The record does not show that the new Bremen firm was directly responsible for a single dollar's worth of petitioner's sales in 1923, that is, that the members of the firm consummated a single dollar's worth of sales for the petitioner's benefit. If any portion of the petitioner's 1923 cotton sales in Central Europe can be attributed to the activities of any of the fourteen members of the firm, they may likewise be attributed to their activities as officers, directors and stockholders of the petitioner corporation. So far as we have been able to discover, the only services rendered by the new Bremen firm in 1923, for the petitioner's benefit, were represented by the activities*1658 of only three of its fourteen members, Walker, Lippitt and W. H. Sprunt. Walker was also manager of petitioner's branch office at Rotterdam, and Lippitt and Sprunt were executive officers of the petitioner, located at Wilmington, N. C. Walker divided his time about equally between Rotterdam and Bremen, at the latter place attending to the affairs of the old and new Bremen firms. Lippitt and Sprunt made several trips to Europe for the purposes of assisting in the liquidation of the affairs of the old Bremen firm and of further developing and retaining the business of that firm for the petitioner's benefit. It is wholly impossible from the evidence to draw any line of demarcation between their activities, as members of the Bremen firm, in the interests of the petitioner and their activities as officers, directors and stockholders of the petitioner. In any event the evidence does not justify the conclusion that they, as partners, rendered any services to the petitioner which would not ordinarily have been required or expected of them as officers of the petitioner. The fact that the payments made to the Bremen firm were not in excess of the commissions usually paid to selling agents*1659 does not of itself prove the reasonableness of these payments. The question is, was the total amount paid reasonable for the services rendered by the Bremen firm to the petitioner; and the answer must be in the negative, since the evidence is far from convincing that the firm rendered any services of substantial benefit to the petitioner. If the respondent had no more before him upon which to reach a determination in the matter than the evidence presented to us, we think he was more than reasonable in the allowance which he made.

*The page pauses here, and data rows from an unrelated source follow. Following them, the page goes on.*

PR #718, opened 2026-07-10
Added ADRC documentation.

bvandevliet:
See https://github.com/betaflight/betaflight/pull/15400

Although the feature is not yet released at all, I decided to mark this PR as "ready for review". Hoping to gain more exposure of this feature being developed and reaching more pilots trying and testing it, when docs are already available upfront.

## Summary by CodeRabbit

* **Documentation**
  * Added a guide to the experimental ADRC flight-control mode as an opt-in alternative to classic PID rate control.
  * Documented CLI configuration, tunables, defaults, and valid ranges.
  * Included tuning guidance, debug logging, operational constraints, hardware considerations, testing cautions, and known limitations.
  * Described runtime safeguards, state resets, and behavior during flight-state transitions.


docs/wiki/guides/current/ADRC.md
```diff
@@ -0,0 +1,173 @@
+# ADRC (Active Disturbance Rejection Control)
+
+ADRC is an experimental, opt-in alternative to classic PID rate control, selected per PID profile via `pid_type`. Instead of proportional/integral/derivative gains acting on error, ADRC runs a second-order **Extended State Observer (ESO)** that continuously estimates the craft's rotation rate, its derivative, and a lumped "everything else" disturbance term (motor/prop mismatch, wind, payload imbalance, CG offset), then drives a virtual PD law to cancel it. In principle this rejects disturbances faster and needs less per-craft tuning than classic PID.
```
danusha2345: Terminology nit: the observer itself is **third**-order (three states: z1/z2/z3) — "second-order" describes the ADRC/plant model it observes, not the ESO. The three-state list right below this sentence would otherwise contradict it.

```suggestion
ADRC is an experimental, opt-in alternative to classic PID rate control, selected per PID profile via `pid_type`. Instead of proportional/integral/derivative gains acting on error, ADRC runs a third-order **Extended State Observer (ESO)** that continuously estimates the craft's rotation rate, its derivative, and a lumped "everything else" disturbance term (motor/prop mismatch, wind, payload imbalance, CG offset), then drives a virtual PD law to cancel it. In principle this rejects disturbances faster and needs less per-craft tuning than classic PID.
```

docs/wiki/guides/current/ADRC.md
```diff
@@ -0,0 +1,173 @@
...
+
+:::info
+**Not yet in an official Betaflight release.** This page documents an open pull request, [betaflight/betaflight#15400](https://github.com/betaflight/betaflight/pull/15400) — `pid_type = ADRC` does not exist in any stock Betaflight build (Configurator releases, official `master`) until that PR merges; `set pid_type = ADRC` will simply error out as an unknown value on a normal build. To try it now, flash one of the PR's [prebuilt hex releases](https://github.com/danusha2345/ADRC-betaflight/releases).
```
danusha2345: Micro-nit: on a stock build the `pid_type` variable doesn't exist at all, so the CLI error is "unknown name", not "unknown value". Worth being exact so users recognize the actual error message they'll see.

```suggestion
**Not yet in an official Betaflight release.** This page documents an open pull request, [betaflight/betaflight#15400](https://github.com/betaflight/betaflight/pull/15400) — `pid_type = ADRC` does not exist in any stock Betaflight build (Configurator releases, official `master`) until that PR merges; `set pid_type = ADRC` will simply error out on a normal build — the CLI rejects `pid_type` as an unknown setting name, since the variable itself doesn't exist there. To try it now, flash one of the PR's [prebuilt hex releases](https://github.com/danusha2345/ADRC-betaflight/releases).
```

docs/wiki/guides/current/ADRC.md
```diff
@@ -0,0 +1,173 @@
...
... ESO's `b0·u` feedback is held at zero until liftoff is detected (`adrc_liftoff_throttle`, default 40%; or sustained rotation above `adrc_liftoff_gyro_dps`, default 20°/s, held for `adrc_liftoff_hold_ms`, default 25 ms — a toss launch opens it almost instantly). Without this, the observer winds up while grounded and has to unwind violently at liftoff. Once open, **the gate stays open until disarm — there is no mid-air re-arm.** A repeated ground test (e.g. bench reps) needs an actual disarm/re-arm cycle, not just a return to idle throttle: an earlier opt-in re-arm heuristic was removed rather than kept, because throttle+gyro alone can't reliably distinguish a real landing from a calm mid-air float — see `ADRC-020` in the [remediation tracker](https://github.com/danusha2345/ADRC-betaflight/blob/master/docs/ADRC_REMEDIATION_TRACKER.md) for the full reasoning. **`adrc_liftoff_throttle` has no built-in relationship to `adrc_hover_throttle`** below — they answer different questions ("how sure am I this throttle means I'm off the ground" vs. "where do I actually hover"). Set `adrc_liftoff_throttle` a bit _above_ your actual hover throttle rather than assuming the default fits your craft.
```
danusha2345: Sequencing: as of the current PR head (`79f8b60`) the `adrc_liftoff_idle_*` params and the re-arm branch still exist in the code — the removal is decided (`ADRC-020`) but deliberately lands only after the b4 verification flight, to keep the byte-identical A/B property. Suggest present-progressive here so the page can't contradict the code if it merges first (the CLI table below already omits the idle params, which is right for the target state).

```suggestion
- **Liftoff gate** — while the craft is ground-constrained, the plant doesn't respond to output the way the model expects, so the ESO's `b0·u` feedback is held at zero until liftoff is detected (`adrc_liftoff_throttle`, default 40%; or sustained rotation above `adrc_liftoff_gyro_dps`, default 20°/s, held for `adrc_liftoff_hold_ms`, default 25 ms — a toss launch opens it almost instantly). Without this, the observer winds up while grounded and has to unwind violently at liftoff. Once open, **the gate stays open until disarm — there is no mid-air re-arm.** A repeated ground test (e.g. bench reps) needs an actual disarm/re-arm cycle, not just a return to idle throttle: an earlier opt-in re-arm heuristic is being removed rather than kept (decided; the code change lands after the in-progress verification flight), because throttle+gyro alone can't reliably distinguish a real landing from a calm mid-air float — see `ADRC-020` in the [remediation tracker](https://github.com/danusha2345/ADRC-betaflight/blob/master/docs/ADRC_REMEDIATION_TRACKER.md) for the full reasoning. **`adrc_liftoff_throttle` has no built-in relationship to `adrc_hover_throttle`** below — they answer different questions ("how sure am I this throttle means I'm off the ground" vs. "where do I actually hover"). Set `adrc_liftoff_throttle` a bit _above_ your actual hover throttle rather than assuming the default fits your craft.
```

docs/wiki/guides/current/ADRC.md
```diff
@@ -0,0 +1,173 @@
...
+- **Gated z3 decay** (`adrc_gated_z3_decay`, default 20/s) — even with the gate above, z3 is still a leaky integrator of the observer error regardless of gate state; while grounded it decays at this rate (always faster than the airborne `adrc_sigma_decay`) so it can't quietly wind up during a long armed-idle period even without exceeding the gate's rotation threshold.
```
danusha2345: Precision nit: the code takes `max(gated, sigma_decay, 1.0)` — so it's "never slower" (equal is possible), with a 1/s floor even if both are set to 0.

```suggestion
- **Gated z3 decay** (`adrc_gated_z3_decay`, default 20/s) — even with the gate above, z3 is still a leaky integrator of the observer error regardless of gate state; while grounded it decays at this rate (never slower than the airborne `adrc_sigma_decay`, and floored at 1/s) so it can't quietly wind up during a long armed-idle period even without exceeding the gate's rotation threshold.
```

docs/wiki/guides/current/ADRC.md
```diff
@@ -0,0 +1,173 @@
...
... tunables yet — you read and set all of them (`adrc_wc`/`adrc_wo`/`adrc_b0`, the gyro filter, the liftoff-gate thresholds, everything in the [CLI Reference](#cli-reference) below) through the CLI tab, `set`/`get`, or `diff`/`dump`. Meanwhile the Configurator's **PID Tuning tab** (P/I/D/F sliders, D Max, TPA) and the D-term-specific rows on the **Filter tab** (`dterm_lpf1`/`lpf2`) don't grey out, don't hide, and don't warn you — they keep computing and displaying numbers exactly as if you were still on classic PID. None of that computation reaches the mixer: `pid.c` runs the classic P/I/D/D-term-filter/TPA calculation unconditionally regardless of `pid_type` (to keep classic PID's code path byte-identical), then simply overwrites the result with ADRC's output before it's used, on an ADRC profile. Anti-gravity is the one exception — it's explicitly skipped rather than computed-then-discarded — but the practical effect is the same: **drag any of those sliders on an ADRC profile and the craft won't respond, with nothing in the UI telling you why.** (The throttle-scaled `b0` — `adrc_hover_throttle`/`adrc_b0_scale_max` — is ADRC's own equivalent of TPA, set via CLI like everything else.)
```
danusha2345: There are two explicit skips in `pid.c`, not one: anti-gravity and the zero-throttle I-term reset handling (`pid.c` guards it with `pid_type != ADRC`; ADRC has its own gated-decay mechanism instead).

```suggestion
**ADRC is CLI-only, and every classic-PID Configurator control turns into a zombie on an ADRC profile.** There's no dedicated GUI screen for `adrc_*` tunables yet — you read and set all of them (`adrc_wc`/`adrc_wo`/`adrc_b0`, the gyro filter, the liftoff-gate thresholds, everything in the [CLI Reference](#cli-reference) below) through the CLI tab, `set`/`get`, or `diff`/`dump`. Meanwhile the Configurator's **PID Tuning tab** (P/I/D/F sliders, D Max, TPA) and the D-term-specific rows on the **Filter tab** (`dterm_lpf1`/`lpf2`) don't grey out, don't hide, and don't warn you — they keep computing and displaying numbers exactly as if you were still on classic PID. None of that computation reaches the mixer: `pid.c` runs the classic P/I/D/D-term-filter/TPA calculation unconditionally regardless of `pid_type` (to keep classic PID's code path byte-identical), then simply overwrites the result with ADRC's output before it's used, on an ADRC profile. Anti-gravity and the zero-throttle I-term reset heuristic are the exceptions — they're explicitly skipped rather than computed-then-discarded — but the practical effect is the same: **drag any of those sliders on an ADRC profile and the craft won't respond, with nothing in the UI telling you why.** (The throttle-scaled `b0` — `adrc_hover_throttle`/`adrc_b0_scale_max` — is ADRC's own equivalent of TPA, set via CLI like everything else.)
```

docs/wiki/guides/current/ADRC.md
```diff
@@ -0,0 +1,173 @@
...
+
+**The rest of the Filter tab is not a zombie — it's fully live for ADRC too.** The dynamic notch, RPM filter, and `gyro_lpf1`/`lpf2` static/dynamic lowpass all run in the gyro-sampling task, upstream of and completely independent from the PID loop (`gyro.c` has no knowledge of `pid_type` at all), so they affect ADRC's ESO input exactly as they affect classic PID's. Only the D-term-specific rows above are dead; everything else on that tab still matters and should be tuned as normal.
+
+**Simplified Tuning is the one control that's actually harmless, not just inert-and-silent, and it's worth knowing why.** danusha2345's fork repurposes the classic `p`/`i`/`d` sliders as its ADRC gains, so on that fork Simplified Tuning (which recalculates those same fields) has to be manually disabled or it silently overwrites the tune on save. This implementation uses dedicated `adrc_wc`/`adrc_wo`/`adrc_b0` fields instead specifically to avoid that trap: Simplified Tuning only ever recalculates `pid[axis].P/I/D/F` and `d_max[axis]` — the same already-zombie fields described above — so on an ADRC profile it's just recomputing numbers nobody reads, never the `adrc_*` fields themselves.
```
danusha2345: This is the one substantive correction: `simplified_tuning.c` recalculates more than `pid[axis].P/I/D/F` + `d_max`. Its D-term filter multiplier rewrites the `dterm_lpf1`/`lpf2` cutoffs (zombies under ADRC, harmless), but its **gyro filter multiplier rewrites the `gyro_lpf1` cutoffs — which are fully live for ADRC** per the Filter-tab paragraph above (they shape what the ESO sees). So "harmless" holds for the PID sliders, not for Simplified Tuning as a whole. Suggested heading fix below; the following sentence's "only ever recalculates `pid[axis].P/I/D/F` and `d_max[axis]`" would also need scoping to the PID sliders, plus one closing sentence, e.g.: *"The filter sliders are a different story: the D-term multiplier rewrites already-zombie `dterm_lpf` cutoffs, but the gyro multiplier rewrites `gyro_lpf1` — live for ADRC like the rest of the gyro chain — so that one slider still changes what the ESO sees."*

```suggestion
**Simplified Tuning's PID sliders are actually harmless, not just inert-and-silent, and it's worth knowing why — but its gyro-filter slider is live.** danusha2345's fork repurposes the classic `p`/`i`/`d` sliders as its ADRC gains, so on that fork Simplified Tuning (which recalculates those same fields) has to be manually disabled or it silently overwrites the tune on save. This implementation uses dedicated `adrc_wc`/`adrc_wo`/`adrc_b0` fields instead specifically to avoid that trap: Simplified Tuning only ever recalculates `pid[axis].P/I/D/F` and `d_max[axis]` — the same already-zombie fields described above — so on an ADRC profile it's just recomputing numbers nobody reads, never the `adrc_*` fields themselves.
```

danusha2345 (commented):
Reviewed against the actual PR head (`betaflight/betaflight#15400` @ `79f8b6041d`), claim by claim. Verified as accurate: the full CLI table (defaults and ranges incl. the non-obvious `adrc_wo_yaw = 80`), the debug channel map (incl. z3 ÷16 and the sign-tagged gate in [7]), the blackbox headers (`pid_type` + every `adrc_*` field), the computed-then-overwritten classic path and the zombie/live Configurator split, the `wo·dT ≤ 0.5` hardening, F446/F411 notes, the thrust-linear behavior, the whoop data point (33/65/3200 — correctly converted from the fork's 33/65/160 @ scale 20), and every cross-link/anchor.

Seven inline suggestions below — five are wording/precision-level; two are worth attention:

1. **ADRC-020 tense** (liftoff-gate bullet): the page describes the opt-in re-arm as already removed, but at the current PR head the `adrc_liftoff_idle_*` params still exist — the removal is decided and lands after the verification flight. Suggested present-progressive wording so the page and the code can't contradict each other regardless of merge order.
2. **Simplified Tuning** is not harmless as a whole: its gyro-filter multiplier rewrites `gyro_lpf1` cutoffs, which are live for ADRC (they shape the ESO input). The PID-slider part of the claim is correct.

Great page overall — happy to see the tracker/fork wired in as the live-status home so this stays evergreen.

docs/wiki/guides/current/ADRC.md
```diff
@@ -0,0 +1,173 @@
...
+
+| Classic PID concept                                                        | Closest ADRC field                      | Raising it                                                            | Too high                                               | Too low                               |
+| -------------------------------------------------------------------------- | --------------------------------------- | --------------------------------------------------------------------- | ------------------------------------------------------ | ------------------------------------- |
+| P and D, raised together (locked ratio, can't trade one against the other) | `adrc_wc` — controller bandwidth        | Crisper, faster correction, shorter settling time                     | Oscillation/overshoot, motors "singing" on throttle-up | Floaty, sluggish                      |
+| I (continuous, non-integrating) fused with the D-term filter cutoff        | `adrc_wo` — observer bandwidth          | Faster rejection of wind/prop-wash/CG-offset disturbance              | Gyro noise amplification — hover chatter/heat          | Laggy, "soft" recovery from bumps     |
```
danusha2345: Wording: z3 *is* an integrator — it accumulates the observer innovation (`z3' = -β3·e`), leaky only when `adrc_sigma_decay > 0`. "Non-integrating" would tell a classic-PID pilot the exact opposite of the windup-clamp discussion in the Numerical-hardening bullet above.

```suggestion
| I (continuously estimated by the observer, optionally self-decaying) fused with the D-term filter cutoff        | `adrc_wo` — observer bandwidth          | Faster rejection of wind/prop-wash/CG-offset disturbance              | Gyro noise amplification — hover chatter/heat          | Laggy, "soft" recovery from bumps     |
```

docs/wiki/guides/current/ADRC.md
bvandevliet: I'm okay having this small window of incorrectness, it prevents us to need to update the docs after b5 is build.

docs/wiki/guides/current/ADRC.md
```diff
@@ -0,0 +1,173 @@
...
+
+One structural consequence worth internalizing: because `wc` locks P:D together and `wo` fuses I-and-filter into one number, ADRC has one fewer independently-tunable "feel" degree of freedom than classic 3-term PID, for a given axis. That's an intentional simplification (Gao's standard bandwidth-parameterized ADRC), not an oversight — the tradeoff for fewer, less-interacting knobs.
+
+### Tuning procedure
+
+A sensible starting order, adapted from the community procedure on danusha2345's fork:
+
+1. **`adrc_b0`** — raise until the craft takes off stably and responds crisply; keep raising until you hear stuttering/chatter in hover, then back off ~20%. Over-estimating is fairly harmless; under-estimating causes instability.
```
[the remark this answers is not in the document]
bvandevliet: Line 118 finding (adrc_b0 direction): skipped, not valid. Verified against @danusha2345's actual README (the explicit source for this procedure) — it says "raise until stable, keep raising until stuttering, back off ~20%; overestimating is harmless, underestimating causes instability," word-for-word matching the current doc. Flipping to "lower toward instability" would invert the real procedure and contradict the b0 semantics stated elsewhere in the same file.

docs/wiki/guides/current/ADRC.md
```diff
@@ -0,0 +1,173 @@
+# ADRC (Active Disturbance Rejection Control)
+
+ADRC is an experimental, opt-in alternative to classic PID rate control, selected per PID profile via `pid_type`. Instead of proportional/integral/derivative gains acting on error, ADRC runs a third-order **Extended State Observer (ESO)** that continuously estimates the craft's rotation rate, its derivative, and a lumped "everything else" disturbance term (motor/prop mismatch, wind, payload imbalance, CG offset), then drives a virtual PD law to cancel it. In principle this rejects disturbances faster and needs less per-craft tuning than classic PID.
```
danusha2345, line 3: Nit, and it's the code that's wrong rather than the page: "third-order Extended State Observer" here vs `adrc.h`'s header comment "A second-order linear ESO". Three states → third-order observer on a second-order plant, so this page uses the standard LADRC wording; worth fixing the `adrc.h` comment so the two don't contradict each other.

docs/wiki/guides/current/ADRC.md
```diff
@@ -0,0 +1,173 @@
...
+
+:::info
+**Not yet in an official Betaflight release.** This page documents an open pull request, [betaflight/betaflight#15400](https://github.com/betaflight/betaflight/pull/15400) — `pid_type = ADRC` does not exist in any stock Betaflight build (Configurator releases, official `master`) until that PR merges; `set pid_type = ADRC` will simply error out on a normal build — the CLI rejects `pid_type` as an unknown setting name, since the variable itself doesn't exist there. To try it now, flash one of the PR's [prebuilt hex releases](https://github.com/danusha2345/ADRC-betaflight/releases).
```
danusha2345: The link lands on the release list, whose newest entry is now `adrc-pr15400-b5` (2026-07-18) — and that build is PR head `eda3bb16eb` **plus** a fork-side per-profile `adrc_b0_law` selector (QUADRATIC/SQRT/LINEAR/FIXED) which is neither in this branch nor in the CLI table below. A tester who flashes it meets an undocumented setting and has no way to know which law to report.

Also worth one sentence: b5 is **PG 0**, not 16 — the PG version is a 4-bit field (`pg.h`, `PGR_PGN_VERSION_MASK = 0xf000`, `_version << 12`) and 15 was already the maximum, so it wraps. Practical consequence for a tester: flashing b5 over a b2–b4 install *or* over a PR-head build **resets the PID profiles to defaults** — `diff all` first.

Simplest fix is to name the tag you want testers on (b4 matches this page's tunable set exactly) and add a line noting b5's extra selector + the profile reset.

danusha2345 (commented):
Reviewed this page line by line against the PR branch as it stands (`bvandevliet:adrc-toggle` @ `eda3bb16eb`) rather than against my own docs, since the page is written from the code. It holds up remarkably well — the parts I checked and found exact:

* **The whole CLI table.** All 18 settings from `settings.c:1417-1434` are present, and every default and range matches `adrcResetProfile()` (`adrc.c:148-231`). Nothing missing, no wrong number.
* **Debug channels [0]–[7]**, including the sign-tagged gate in [7] — matches `adrc.c:519-530`.
* **The control law** `u = (kp·(sp − z1) − kd·z2 − z3)/b0`, `kp = wc²`, `kd = 2wc`, P taken from the TD-filtered setpoint — matches `adrc.c:501-505`.
* **Numerical hardening**: `wo·dT ≤ 0.5`, z1/z2 as anti-divergence bounds only, z3 as the one authority-clamped state, the `-ffast-math`-proof finite check.
* **The Configurator "zombie" section**, including that classic P/I/D is computed unconditionally and overwritten, and that anti-gravity and the zero-throttle I-term reset are the two explicit exceptions (`pid.c:1512-1524`, `1577`, `1119`). This is the part most likely to save a tester's evening and it's accurate.
* **F446 exclusion** and the "persisted layout unaffected" claim; **`pid_type` genuinely doesn't exist in stock** (grepped current upstream `master`, zero hits); **blackbox headers** do log `pid_type` plus every `adrc_*` field.
* **Everything it cites from my fork resolves**: README, `ADRC_FIXES.md`, the tracker and its three anchors, both analysis scripts. The whoop conversion is right too (`160 × adrc_b0_scale 20 = 3200`), and the shipped defaults really do trace to the round-2 sweep (`ADRC_FIXES.md`, "the 5\" sweet spot was 60/100/200").

Four small factual corrections and one safety gap are in the inline comments. The only one I'd call blocking is **ADRC-026**, which postdates this page and is directly in tension with tuning step 2 ("raise `wo` until chatter appears in hover") — that path can open the liftoff gate while the craft is still on the ground at zero stick throttle.

Housekeeping on my side, since reviewing your page surfaced it: the fork's example-tune table listed the older wc=30 row as "blackbox-refined" while the round-2 sweep this page (correctly) cites converged on wc=60; ADRC-020 was still filed under "Open items" despite being CLOSED; the PG lineage note stopped at "current head = PG 15" and predicted a b5 inheriting it (b5 is actually PG 0 — the version field is 4 bits, `pg.h`'s `PGR_PGN_VERSION_MASK 0xf000`, so it wrapped); and How-to-help-test carried no ADRC-026 ground warning. All four fixed in danusha2345/ADRC-betaflight@453225a065, so the links from this page stay consistent.

docs/wiki/guides/current/ADRC.md
```diff
@@ -0,0 +1,173 @@
...
+- **Gated z3 decay** (`adrc_gated_z3_decay`, default 20/s) — even with the gate above, z3 is still a leaky integrator of the observer error regardless of gate state; while grounded it decays at this rate (never slower than the airborne `adrc_sigma_decay` — a low or zero `adrc_gated_z3_decay` is floored up to match it, rather than actually applied) so it can't quietly wind up during a long armed-idle period even without exceeding the gate's rotation threshold.
```
danusha2345: There's an absolute floor as well, not just "never slower than `adrc_sigma_decay`": `adrc.c:262` is `fmaxf(fmaxf(gatedZ3Decay, c->decayRate), 1.0f)`. So with `adrc_gated_z3_decay = 0` and the default `adrc_sigma_decay = 3` (0.3/s) the grounded decay is **1.0/s**, not the airborne rate — the code comment puts it as "Ground tau is floored at ~1 s". Same wording appears in the CLI table row (line 89).

While here: `adrc_sigma_decay = 3` is 0.3/s, i.e. τ ≈ 3 s — quoting the time constant alongside the ×0.1 rate would make the row easier to reason about.

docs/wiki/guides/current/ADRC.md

*615 We think the true character of these payments to the Bremen firm is best indicated by the fact of the admission to the partnership, apparently without any contribution of capital or services, of the seven individuals who were not members of the old Bremen firm but who, at the time of the organization of the new firm, were holders of common stock in the petitioner corporation, and the allotment to each of the fourteen members of the firm of an interest proportionate to his holdings of common stock in the petitioner. Asked if he could explain the admission to the firm of the seven new members under such circumstances, the petitioner's president*1660 testified that they were admitted "merely by agreement to satisfy their claim." What claim had these seven new members which could be satisfied only in this fashion? They had no interest in the old Bremen firm and no claim upon its business and good will. They contributed nothing in the way of capital or services to the new firm. All of the circumstances of which we have been apprised tend to indicate that their sole claim was the right to share with the majority of petitioner's common stock holders in any distribution of profits. We find no error in the respondent's determination in this matter.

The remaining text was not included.